HaE is a framework project in the field of network security (data security) . It adopts the Lego block-style modular design concept and cleverly incorporates artificial intelligence big model assist technology to achieve refined tagging of HTTP messages (including WebSocket). and extract.
By using custom regular expressions with multiple engines , HaE can accurately match and process HTTP requests and response messages (including WebSockets), effectively mark and extract information on matching successfully, thereby improving the field of network security (data security) vulnerabilities and data analysis efficiency .
As modern web applications adopt a development model of front-end separation, the captured HTTP request traffic also increases accordingly during daily vulnerability mining. If you want to fully evaluate a web application, it will spend a lot of time on useless messages. HaE is designed to solve this kind of situation . With HaE, you can effectively reduce testing time and focus more on valuable and meaningful messages, thereby improving vulnerability mining efficiency .
GitHub project address: https://github.com/gh0stkey/HaE
GitCode project address: https://gitcode.com/gh0stkey/HaE
Honors received :
Notes :
Qwen-Long model (supports ultra-long text) and moonshot-v1-128k model (supports short text) on the Dark Side of the Moons. Please pay attention when configuring and using it. .Montoya API . Using the new version of HaE requires upgrading your BurpSuite version (>=2023.12.1).Update to upgrade the official HaE rule library, you need to use a proxy (BApp review takes into account security, CDN is not allowed).() . For example, if you want to match a Shiro application 's response message, the normal matching rule is rememberMe=delete , and in HaE rules, it needs to be (rememberMe=delete) . Plug-in loading: Extender - Extensions - Add - Select File - Next
The initial loading of HaE will load the offline rule library from the Jar package. If updated, it will pull https://raw.githubusercontent.com/gh0stkey/HaE/gh-pages/Rules.yml from the official rule library address, and the configuration file ( Config.yml ) and rule files ( Rules.yml ) will be placed in a fixed directory:
~/.config/HaE/%USERPROFILE%/.config/HaE/ In addition, you can also choose to store the configuration file in /.config/HaE/ in the sibling directory of HaE Jar包for easy offline portability .

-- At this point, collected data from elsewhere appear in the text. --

PR #1158, opened 2021-05-02
Check - CF - IAM Role Public Assume

njgibbon:
Hello,

Implementing this check as already done for terraform.

Terraform check: https://github.com/bridgecrewio/checkov/blob/master/checkov/terraform/checks/resource/aws/IAMRoleAllowsPublicAssume.py
CF Doc: https://docs.aws.amazon.com/AWSCloudFormation/latest/UserGuide/aws-resource-iam-role.html
IAM Assume Role Policy Doc: https://docs.aws.amazon.com/IAM/latest/UserGuide/reference_policies_elements_principal.html

**License**

### DIFF
--- a/tests/cloudformation/checks/resource/aws/test_IAMRoleAllowsPublicAssume.py
+++ b/tests/cloudformation/checks/resource/aws/test_IAMRoleAllowsPublicAssume.py
@@ -1,0 +1,32 @@
+import os
+import unittest
+
+from checkov.cloudformation.checks.resource.aws.IAMRoleAllowsPublicAssume import check
+from checkov.cloudformation.runner import Runner
+from checkov.runner_filter import RunnerFilter
+
+
+class TestIAMRoleAllowsPublicAssume(unittest.TestCase):
+
+    def test_summary(self):
+        runner = Runner()
+        current_dir = os.path.dirname(os.path.realpath(__file__))
+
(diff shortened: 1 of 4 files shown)


tests/cloudformation/checks/resource/aws/test_IAMRoleAllowsPublicAssume.py
```diff
@@ -0,0 +1,32 @@
...
+        for record in report.failed_checks:
+            self.assertEqual(record.check_id, check.id)
+        
+        for record in report.passed_checks:
+            self.assertEqual(record.check_id, check.id)
+
+        self.assertEqual(summary['passed'], 2)
+        self.assertEqual(summary['failed'], 2)
+        self.assertEqual(summary['skipped'], 0)
+        self.assertEqual(summary['parsing_errors'], 0)
```
nimrodkor, line 28: Hi @njgibbon !

To avoid inversion of logic (happened in the past...), can you set different cluster identifiers for the passed & failed, and check that the failed resources in the report should have failed and the passed resources should have passed?

See a recent example in #1154

njgibbon: Hey @njgibbon  - Ah yes, I like this! Will get on to it in a bit.

nimrodkor (approved):

PR #1161, opened 2021-05-03
Test - TF - IAM Checks - Clean

njgibbon:
Hello,

As I've been going through the CloudFormation and Terraform checks related to IAM I've just noticed a little test debt / cleaning that can be quickly actioned in some cases.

HaE's current rules have 8 fields, and the detailed meaning is as follows:
| Fields | meaning |
|---|---|
| Name | Rule name, mainly used to briefly summarize the role of the current rule. |
| F-Regex | Rules are regular, mainly used to fill in regular expressions. To extract matching content in HaE, you need to wrap the regular expression with ( , ) . |
| S-Regex | The rules are regular, the functions and use are the same as F-Regex. S-Regex is a quadratic regularity, which can be used to perform quadratic matching extraction of the data results of F-Regex matching, and can be left blank if not required. |
| Format | Format output. In the regular expression of the NFA engine, we can get group formatted output through {0} , {1} , {2} ... By default, use {0} . |
| Scope | Rule scope, mainly used to indicate which part of the HTTP message the current rule acts on. Supports request and response lines, headers, bodies, and complete packets. |
| Engine | Regular engine, mainly used to represent the engine used by regular expressions that represent the current rules. DFA engine : You only need to scan every character in the text string once, which is fast and has few characteristics; NFA engine : You need to turn over and over and unmark characters, which is slow, but the characteristics (such as grouping, substitution, and segmentation) are rich. |
| Color | Rule matching colors are mainly used to indicate the highlight color of the tag required when the current rule matches the corresponding HTTP message. There is a color upgrade algorithm in HaE. When the same color appears, a color will be automatically upgraded upward for marking. |
| Sensitive | Rule sensitivity is mainly used to indicate whether the current rule is sensitive to upper and lower case letters. If it is sensitive ( True ) strictly matches according to the requirements of upper and lower case, and if it is insensitive ( False ) the other way around. |
多按钮experiences .屠龙者终成恶龙scene ..hae file to facilitate storing and sharing project data .| Interface name | Interface display |
|---|---|
| Rules (Rules Management) | ![]() |
| Config-Setting (Setting configuration management) | ![]() |
| Config-AI+ (AI+Configuration Management) | ![]() |
| Databoard (data collection) | ![]() |
| MarkInfo (data display) | ![]() |
If you think HaE is useful, you can reward the author and give the author the motivation to continue to update!


HaE is a link in 404Team Starlink Plan 2.0. If you have any questions about HaE or want to communicate with friends, you can refer to the Starlink Plan's grouping method.